*TASK INSTRUCTIONS*.
Copy every line of the entries that has the string "discordianfish" in it.

┌────────

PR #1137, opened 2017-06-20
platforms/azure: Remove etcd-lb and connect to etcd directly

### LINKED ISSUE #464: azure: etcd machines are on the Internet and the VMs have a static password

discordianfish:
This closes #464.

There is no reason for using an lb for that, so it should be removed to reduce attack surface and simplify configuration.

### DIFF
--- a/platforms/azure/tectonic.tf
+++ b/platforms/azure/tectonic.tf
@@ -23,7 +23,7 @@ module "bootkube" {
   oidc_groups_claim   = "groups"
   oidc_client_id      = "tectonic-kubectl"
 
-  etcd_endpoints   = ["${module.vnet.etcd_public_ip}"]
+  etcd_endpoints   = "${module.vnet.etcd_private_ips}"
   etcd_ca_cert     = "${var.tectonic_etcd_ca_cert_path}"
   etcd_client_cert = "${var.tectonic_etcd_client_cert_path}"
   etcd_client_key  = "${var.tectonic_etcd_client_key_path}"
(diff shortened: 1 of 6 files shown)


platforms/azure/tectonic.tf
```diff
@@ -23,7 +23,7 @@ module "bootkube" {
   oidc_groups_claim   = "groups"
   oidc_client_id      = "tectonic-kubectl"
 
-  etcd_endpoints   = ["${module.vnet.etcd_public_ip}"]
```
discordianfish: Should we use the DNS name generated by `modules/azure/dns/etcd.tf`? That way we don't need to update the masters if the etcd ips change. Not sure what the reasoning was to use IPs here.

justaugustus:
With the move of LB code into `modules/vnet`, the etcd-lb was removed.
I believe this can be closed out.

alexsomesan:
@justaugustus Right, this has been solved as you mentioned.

└────────

*ANSWER TO THIS PROBLEM*.
discordianfish:
discordianfish: Should we use the DNS name generated by `modules/azure/dns/etcd.tf`? That way we don't need to update the masters if the etcd ips change. Not sure what the reasoning was to use IPs here.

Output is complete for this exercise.